Set down the entries once more, exactly as they are written.
*** Opening of Recorded data ***
PR #399, opened 2025-04-08
Merge PSF Centroid Computation in Spectroscopy

Ezarsh02:
## Describe your changes
Created computing PSF centroid function:
- Computes centroids for a grid of PSFs
- Takes PSF array and initial centroid guesses as input
- Returns calibrated centroid positions
- Handles FITS header management and file output
Testing framework:
- Created test_psf_centroid function to validate the function
- Tests PSF centroid computation accuracy
- Validates input/output file handling

## Type of change

- [x] I have linted my code


tests/test_spec.py
```diff
@@ -0,0 +1,91 @@
...
+
+    # Load FITS data and table (contains true values for testing)
+    with fits.open(file_path) as hdul:
+        psf_array = hdul[0].data
+        psf_table = Table(hdul[1].data)
+        print(f"FITS file loaded. PSF Array shape: {psf_array.shape}")
+        print(f"Metadata rows: {len(psf_table)}")
+
+    # Create Dataset object for traceability
+    dataset = Dataset([file_path])
```
semaphoreP, line 25: we should put each 2-D slice of the PSF array as an individual Image class into the dataset. See: https://github.com/roman-corgi/corgidrp/blob/spectroscopy/tests/test_dataset.py#L52

tests/test_spec.py
```diff
@@ -0,0 +1,91 @@
...
+   
+    calibration_path = os.path.join(output_dir, calibration.filename)
+    assert os.path.exists(calibration_path), "Calibration file not created"
+
+    # Test loading the calibration file
+    calibration_dataset = Dataset([calibration_path])
+    print(f"\nSuccessfully loaded the calibration FITS as a Dataset.")
+    print(f"Number of frames in dataset: {len(calibration_dataset)}")
+
+    with fits.open(calibration_path) as hdul:
```
semaphoreP, line 80: what is the purpose here? should we have some asserts?

semaphoreP (commented):
Nice work. Here are some comments to work on.

corgidrp/spec.py
```diff
@@ -0,0 +1,410 @@
...
+                                 }
+        output_path (str, optional): Path to write the resulting FITS file. Directory must exist.
+        verbose (bool): If True, prints fitted centroid values for each frame.
+        halfwidth (int): Half-width of the PSF fitting box. Default is 10.
+        halfheight (int): Half-height of the PSF fitting box. Default is 10.
+
+    Returns:
+        SpectroscopyCentroidPSF: Calibration object with fitted (x, y) centroids.
+    """
+    from corgidrp.data import Dataset
```
semaphoreP, line 356: very minor, but imports should be done at the start of the module, not inside of functions (unless we have a very good reason for it).

corgidrp/spec.py
```diff
@@ -0,0 +1,410 @@
...
+            print(f"Slice {idx}: x = {xfit:.3f}, y = {yfit:.3f}")
+
+    calibration = SpectroscopyCentroidPSF(
+        centroids,
+        pri_hdr=pri_hdr,
+        ext_hdr=ext_hdr,
+        input_dataset=dataset
+    )
+
+    if output_path:
```
semaphoreP, line 402: we generally don't have save functions inside of step functions. There's a separate save function we use for all saving.

corgidrp/spec.py
```diff
@@ -0,0 +1,410 @@
...
+        calibration.save(output_path)
+
+        # Set EXTNAME keyword before saving
+        calibration.ext_hdr["EXTNAME"] = "CENTROIDS"
```
semaphoreP, line 406: We should set EXTNAME on creation of SpectroscopyCentroidPSF (i.e., in its `__init__` function), rather than on save

semaphoreP (commented):
A few minor comments. we're almost there !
*** Close of Recorded data ***
__Expected answer__
PR #399, opened 2025-04-08
Merge PSF Centroid Computation in Spectroscopy

Ezarsh02:
## Describe your changes
Created computing PSF centroid function:
- Computes centroids for a grid of PSFs
- Takes PSF array and initial centroid guesses as input
- Returns calibrated centroid positions
- Handles FITS header management and file output
Testing framework:
- Created test_psf_centroid function to validate the function
- Tests PSF centroid computation accuracy
- Validates input/output file handling

## Type of change

- [x] I have linted my code


tests/test_spec.py
```diff
@@ -0,0 +1,91 @@
...
+
+    # Load FITS data and table (contains true values for testing)
+    with fits.open(file_path) as hdul:
+        psf_array = hdul[0].data
+        psf_table = Table(hdul[1].data)
+        print(f"FITS file loaded. PSF Array shape: {psf_array.shape}")
+        print(f"Metadata rows: {len(psf_table)}")
+
+    # Create Dataset object for traceability
+    dataset = Dataset([file_path])
```
semaphoreP, line 25: we should put each 2-D slice of the PSF array as an individual Image class into the dataset. See: https://github.com/roman-corgi/corgidrp/blob/spectroscopy/tests/test_dataset.py#L52

tests/test_spec.py
```diff
@@ -0,0 +1,91 @@
...
+   
+    calibration_path = os.path.join(output_dir, calibration.filename)
+    assert os.path.exists(calibration_path), "Calibration file not created"
+
+    # Test loading the calibration file
+    calibration_dataset = Dataset([calibration_path])
+    print(f"\nSuccessfully loaded the calibration FITS as a Dataset.")
+    print(f"Number of frames in dataset: {len(calibration_dataset)}")
+
+    with fits.open(calibration_path) as hdul:
```
semaphoreP, line 80: what is the purpose here? should we have some asserts?

semaphoreP (commented):
Nice work. Here are some comments to work on.

corgidrp/spec.py
```diff
@@ -0,0 +1,410 @@
...
+                                 }
+        output_path (str, optional): Path to write the resulting FITS file. Directory must exist.
+        verbose (bool): If True, prints fitted centroid values for each frame.
+        halfwidth (int): Half-width of the PSF fitting box. Default is 10.
+        halfheight (int): Half-height of the PSF fitting box. Default is 10.
+
+    Returns:
+        SpectroscopyCentroidPSF: Calibration object with fitted (x, y) centroids.
+    """
+    from corgidrp.data import Dataset
```
semaphoreP, line 356: very minor, but imports should be done at the start of the module, not inside of functions (unless we have a very good reason for it).

corgidrp/spec.py
```diff
@@ -0,0 +1,410 @@
...
+            print(f"Slice {idx}: x = {xfit:.3f}, y = {yfit:.3f}")
+
+    calibration = SpectroscopyCentroidPSF(
+        centroids,
+        pri_hdr=pri_hdr,
+        ext_hdr=ext_hdr,
+        input_dataset=dataset
+    )
+
+    if output_path:
```
semaphoreP, line 402: we generally don't have save functions inside of step functions. There's a separate save function we use for all saving.

corgidrp/spec.py
```diff
@@ -0,0 +1,410 @@
...
+        calibration.save(output_path)
+
+        # Set EXTNAME keyword before saving
+        calibration.ext_hdr["EXTNAME"] = "CENTROIDS"
```
semaphoreP, line 406: We should set EXTNAME on creation of SpectroscopyCentroidPSF (i.e., in its `__init__` function), rather than on save

semaphoreP (commented):
A few minor comments. we're almost there !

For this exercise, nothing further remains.